RECORDS TO USE:

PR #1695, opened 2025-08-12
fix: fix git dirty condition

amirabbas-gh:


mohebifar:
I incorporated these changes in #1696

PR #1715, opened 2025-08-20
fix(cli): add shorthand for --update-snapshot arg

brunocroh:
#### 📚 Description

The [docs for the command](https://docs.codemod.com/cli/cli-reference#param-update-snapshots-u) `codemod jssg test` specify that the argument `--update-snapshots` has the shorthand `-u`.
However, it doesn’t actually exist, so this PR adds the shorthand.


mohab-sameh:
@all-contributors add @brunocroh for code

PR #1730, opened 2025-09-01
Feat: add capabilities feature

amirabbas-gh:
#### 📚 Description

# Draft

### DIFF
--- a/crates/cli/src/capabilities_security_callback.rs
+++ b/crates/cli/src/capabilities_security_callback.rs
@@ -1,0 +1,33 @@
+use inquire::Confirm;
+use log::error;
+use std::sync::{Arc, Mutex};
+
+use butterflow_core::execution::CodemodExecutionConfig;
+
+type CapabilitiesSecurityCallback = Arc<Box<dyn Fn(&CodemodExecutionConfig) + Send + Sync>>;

* * *

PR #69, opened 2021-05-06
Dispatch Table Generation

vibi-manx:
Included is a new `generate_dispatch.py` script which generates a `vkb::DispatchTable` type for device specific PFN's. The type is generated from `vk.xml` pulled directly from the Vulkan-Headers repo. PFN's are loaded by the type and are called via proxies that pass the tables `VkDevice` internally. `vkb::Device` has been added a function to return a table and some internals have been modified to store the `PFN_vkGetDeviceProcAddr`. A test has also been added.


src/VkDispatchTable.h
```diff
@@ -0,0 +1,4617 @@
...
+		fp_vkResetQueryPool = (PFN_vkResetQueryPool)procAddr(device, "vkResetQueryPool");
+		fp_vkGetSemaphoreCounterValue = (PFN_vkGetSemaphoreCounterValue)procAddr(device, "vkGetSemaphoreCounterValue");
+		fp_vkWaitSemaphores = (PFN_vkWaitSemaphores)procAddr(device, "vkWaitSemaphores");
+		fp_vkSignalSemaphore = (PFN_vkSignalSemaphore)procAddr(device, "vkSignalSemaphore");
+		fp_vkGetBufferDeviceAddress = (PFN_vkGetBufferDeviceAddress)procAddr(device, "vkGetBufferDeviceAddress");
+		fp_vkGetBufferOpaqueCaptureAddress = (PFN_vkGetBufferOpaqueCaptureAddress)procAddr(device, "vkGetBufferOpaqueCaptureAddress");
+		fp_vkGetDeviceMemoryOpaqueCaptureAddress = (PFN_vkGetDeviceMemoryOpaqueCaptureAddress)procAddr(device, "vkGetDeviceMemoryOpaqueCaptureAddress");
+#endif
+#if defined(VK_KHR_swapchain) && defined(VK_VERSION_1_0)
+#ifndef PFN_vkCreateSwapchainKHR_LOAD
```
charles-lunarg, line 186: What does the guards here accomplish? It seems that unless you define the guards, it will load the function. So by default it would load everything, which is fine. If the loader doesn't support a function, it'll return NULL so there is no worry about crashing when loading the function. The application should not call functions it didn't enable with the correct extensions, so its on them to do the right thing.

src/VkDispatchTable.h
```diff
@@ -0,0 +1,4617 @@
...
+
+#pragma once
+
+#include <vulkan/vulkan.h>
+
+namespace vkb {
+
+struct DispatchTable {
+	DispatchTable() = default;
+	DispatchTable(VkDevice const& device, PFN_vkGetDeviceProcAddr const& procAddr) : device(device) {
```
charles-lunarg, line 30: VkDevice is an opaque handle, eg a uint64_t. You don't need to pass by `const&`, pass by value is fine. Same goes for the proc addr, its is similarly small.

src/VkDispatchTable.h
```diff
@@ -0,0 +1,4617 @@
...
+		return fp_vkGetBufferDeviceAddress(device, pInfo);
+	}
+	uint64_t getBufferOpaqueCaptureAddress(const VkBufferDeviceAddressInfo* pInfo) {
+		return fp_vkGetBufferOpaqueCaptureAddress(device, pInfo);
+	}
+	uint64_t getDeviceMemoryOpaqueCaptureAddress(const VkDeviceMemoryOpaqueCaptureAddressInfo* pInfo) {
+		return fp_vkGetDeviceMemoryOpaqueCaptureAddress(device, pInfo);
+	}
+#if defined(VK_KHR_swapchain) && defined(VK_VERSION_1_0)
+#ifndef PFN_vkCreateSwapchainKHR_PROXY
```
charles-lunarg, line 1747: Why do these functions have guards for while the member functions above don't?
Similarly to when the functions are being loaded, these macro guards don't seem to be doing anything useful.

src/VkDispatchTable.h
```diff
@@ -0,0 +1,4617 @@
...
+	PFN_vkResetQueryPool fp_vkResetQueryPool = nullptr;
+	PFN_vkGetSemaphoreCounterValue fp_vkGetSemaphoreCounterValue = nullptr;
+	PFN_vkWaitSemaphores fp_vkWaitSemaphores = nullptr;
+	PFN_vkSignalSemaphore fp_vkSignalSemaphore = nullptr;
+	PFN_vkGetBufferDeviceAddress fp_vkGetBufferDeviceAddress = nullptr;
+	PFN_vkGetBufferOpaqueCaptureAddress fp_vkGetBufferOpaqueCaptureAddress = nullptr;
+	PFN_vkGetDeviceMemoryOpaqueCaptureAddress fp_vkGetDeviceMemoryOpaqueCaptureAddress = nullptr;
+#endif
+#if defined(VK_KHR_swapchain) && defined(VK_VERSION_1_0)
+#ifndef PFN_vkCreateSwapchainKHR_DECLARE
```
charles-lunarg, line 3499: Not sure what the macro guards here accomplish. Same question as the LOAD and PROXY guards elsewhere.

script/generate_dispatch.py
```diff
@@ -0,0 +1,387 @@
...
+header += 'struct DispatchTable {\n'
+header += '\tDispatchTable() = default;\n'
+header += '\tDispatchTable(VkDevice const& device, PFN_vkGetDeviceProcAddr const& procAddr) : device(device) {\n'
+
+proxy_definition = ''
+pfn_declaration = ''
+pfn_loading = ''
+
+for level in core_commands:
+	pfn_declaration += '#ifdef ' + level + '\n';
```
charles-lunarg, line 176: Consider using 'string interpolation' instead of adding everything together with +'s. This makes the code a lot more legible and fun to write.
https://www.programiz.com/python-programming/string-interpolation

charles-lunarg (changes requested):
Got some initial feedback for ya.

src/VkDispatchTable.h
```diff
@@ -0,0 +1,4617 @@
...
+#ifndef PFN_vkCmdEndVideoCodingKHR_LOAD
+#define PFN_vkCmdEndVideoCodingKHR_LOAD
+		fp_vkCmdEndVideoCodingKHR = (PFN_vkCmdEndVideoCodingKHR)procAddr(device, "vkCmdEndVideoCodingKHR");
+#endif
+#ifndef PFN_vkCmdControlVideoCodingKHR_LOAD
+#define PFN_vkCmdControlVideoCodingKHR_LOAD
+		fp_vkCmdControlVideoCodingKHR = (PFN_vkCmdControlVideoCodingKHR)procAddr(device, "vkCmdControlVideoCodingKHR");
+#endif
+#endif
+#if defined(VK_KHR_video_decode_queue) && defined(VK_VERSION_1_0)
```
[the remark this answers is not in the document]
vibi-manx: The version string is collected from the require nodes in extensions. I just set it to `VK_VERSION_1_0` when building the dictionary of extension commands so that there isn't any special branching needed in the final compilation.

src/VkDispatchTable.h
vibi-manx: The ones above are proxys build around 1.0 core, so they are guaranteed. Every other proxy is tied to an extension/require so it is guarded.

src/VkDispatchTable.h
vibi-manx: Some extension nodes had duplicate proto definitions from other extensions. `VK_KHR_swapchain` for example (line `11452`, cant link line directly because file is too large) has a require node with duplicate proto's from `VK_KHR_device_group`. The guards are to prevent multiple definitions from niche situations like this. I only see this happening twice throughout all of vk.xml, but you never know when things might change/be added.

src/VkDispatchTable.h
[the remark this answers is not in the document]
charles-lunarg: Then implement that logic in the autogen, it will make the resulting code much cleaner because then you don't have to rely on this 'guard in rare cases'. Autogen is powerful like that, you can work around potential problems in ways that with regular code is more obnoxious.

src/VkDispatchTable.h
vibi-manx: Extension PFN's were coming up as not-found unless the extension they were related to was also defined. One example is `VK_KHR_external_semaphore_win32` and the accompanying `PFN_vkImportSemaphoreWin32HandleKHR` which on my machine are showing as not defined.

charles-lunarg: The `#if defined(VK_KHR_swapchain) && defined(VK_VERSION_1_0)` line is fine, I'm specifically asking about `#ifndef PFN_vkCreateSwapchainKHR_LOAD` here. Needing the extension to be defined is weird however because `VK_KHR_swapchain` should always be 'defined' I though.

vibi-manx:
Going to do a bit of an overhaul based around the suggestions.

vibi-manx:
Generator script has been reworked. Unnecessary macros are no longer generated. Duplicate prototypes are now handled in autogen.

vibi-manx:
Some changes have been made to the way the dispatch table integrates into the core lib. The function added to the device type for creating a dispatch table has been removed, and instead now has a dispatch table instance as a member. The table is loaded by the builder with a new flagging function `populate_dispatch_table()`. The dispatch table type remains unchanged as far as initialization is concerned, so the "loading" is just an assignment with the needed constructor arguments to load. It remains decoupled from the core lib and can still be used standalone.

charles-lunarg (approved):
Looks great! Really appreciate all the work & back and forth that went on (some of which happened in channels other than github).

==

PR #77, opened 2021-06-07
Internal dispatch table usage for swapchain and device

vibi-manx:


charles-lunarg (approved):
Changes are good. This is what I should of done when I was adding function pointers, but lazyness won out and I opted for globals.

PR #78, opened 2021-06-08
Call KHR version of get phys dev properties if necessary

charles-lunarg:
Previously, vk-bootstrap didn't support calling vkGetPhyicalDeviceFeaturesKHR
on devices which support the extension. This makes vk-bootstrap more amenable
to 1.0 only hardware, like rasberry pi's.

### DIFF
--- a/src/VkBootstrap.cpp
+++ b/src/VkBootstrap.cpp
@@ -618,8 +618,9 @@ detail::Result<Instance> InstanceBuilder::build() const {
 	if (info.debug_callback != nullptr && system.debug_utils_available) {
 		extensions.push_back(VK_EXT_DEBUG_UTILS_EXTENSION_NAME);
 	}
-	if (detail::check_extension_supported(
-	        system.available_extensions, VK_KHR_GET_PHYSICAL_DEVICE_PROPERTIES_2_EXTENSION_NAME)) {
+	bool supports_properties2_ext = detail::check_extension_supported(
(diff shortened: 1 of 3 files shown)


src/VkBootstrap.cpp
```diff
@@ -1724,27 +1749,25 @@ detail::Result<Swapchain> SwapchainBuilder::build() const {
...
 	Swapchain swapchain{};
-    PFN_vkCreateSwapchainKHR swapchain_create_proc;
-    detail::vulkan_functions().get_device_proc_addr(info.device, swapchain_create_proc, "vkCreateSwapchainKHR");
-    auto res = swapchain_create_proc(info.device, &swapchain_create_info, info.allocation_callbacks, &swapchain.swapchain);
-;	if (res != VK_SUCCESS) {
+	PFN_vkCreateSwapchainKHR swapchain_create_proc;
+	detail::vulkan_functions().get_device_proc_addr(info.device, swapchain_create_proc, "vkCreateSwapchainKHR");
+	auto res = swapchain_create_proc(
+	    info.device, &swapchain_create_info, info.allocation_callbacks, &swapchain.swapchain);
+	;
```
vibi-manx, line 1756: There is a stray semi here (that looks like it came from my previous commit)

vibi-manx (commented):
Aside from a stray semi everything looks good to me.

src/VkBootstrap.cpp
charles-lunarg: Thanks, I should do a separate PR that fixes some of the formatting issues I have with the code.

WORK INSTRUCTIONS: What you return must be an exact retyping of the lines above starting at the line with "PR #1695, opened 2025-08-12" and ending at the line with "PR #1730, opened 2025-09-01", and nothing besides.

ANSWER TO THE EXERCISE:
PR #1695, opened 2025-08-12
fix: fix git dirty condition

amirabbas-gh:


mohebifar:
I incorporated these changes in #1696

PR #1715, opened 2025-08-20
fix(cli): add shorthand for --update-snapshot arg

brunocroh:
#### 📚 Description

The [docs for the command](https://docs.codemod.com/cli/cli-reference#param-update-snapshots-u) `codemod jssg test` specify that the argument `--update-snapshots` has the shorthand `-u`.
However, it doesn’t actually exist, so this PR adds the shorthand.


mohab-sameh:
@all-contributors add @brunocroh for code

PR #1730, opened 2025-09-01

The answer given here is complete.